Sim2Real for Soft Robotic Fish via Differentiable Simulation
This work addresses the challenge of simulation-to-reality transfer for soft robots, which is incremental as it applies existing differentiable simulation concepts to a specific domain.
The authors tackled the problem of accurately simulating soft robotic mechanisms by developing a differentiable simulation tool to learn material parameters from quasi-static data, achieving millimeter-accuracy and within 3% error in predicting dynamic behavior for a soft robotic fish.

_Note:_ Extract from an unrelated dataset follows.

PR #741, opened 2019-03-30
Update README.md

yebai:


cpfiffer:
I think we should probably only point people to the releases page since it has a better and more relevant history. The `RELEASES.md` file seems like it replicates the information in the release feed.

Accurate simulation of soft mechanisms under dynamic actuation is critical for the design of soft robots. We address this gap with our differentiable simulation tool by learning the material parameters of our soft robotic fish. On the example of a soft robotic fish, we demonstrate an experimentally-verified, fast optimization pipeline for learning the material parameters from quasi-static data via differentiable simulation and apply it to the prediction of dynamic performance. Our method identifies physically plausible Young's moduli for various soft silicone elastomers and stiff acetal copolymers used in creation of our three different robotic fish tail designs. We show that our method is compatible with varying internal geometry of the actuators, such as the number of hollow cavities. Our framework allows high fidelity prediction of dynamic behavior for composite bi-morph bending structures in real hardware to millimeter-accuracy and within 3 percent error normalized to actuator length. We provide a differentiable and robust estimate of the thrust force using a neural network thrust predictor; this estimate allows for accurate modeling of our experimental setup measuring bollard pull. This work presents a prototypical hardware and simulation problem solved using our differentiable framework; the framework can be applied to higher dimensional parameter inference, learning control policies, and computational design due to its differentiable character.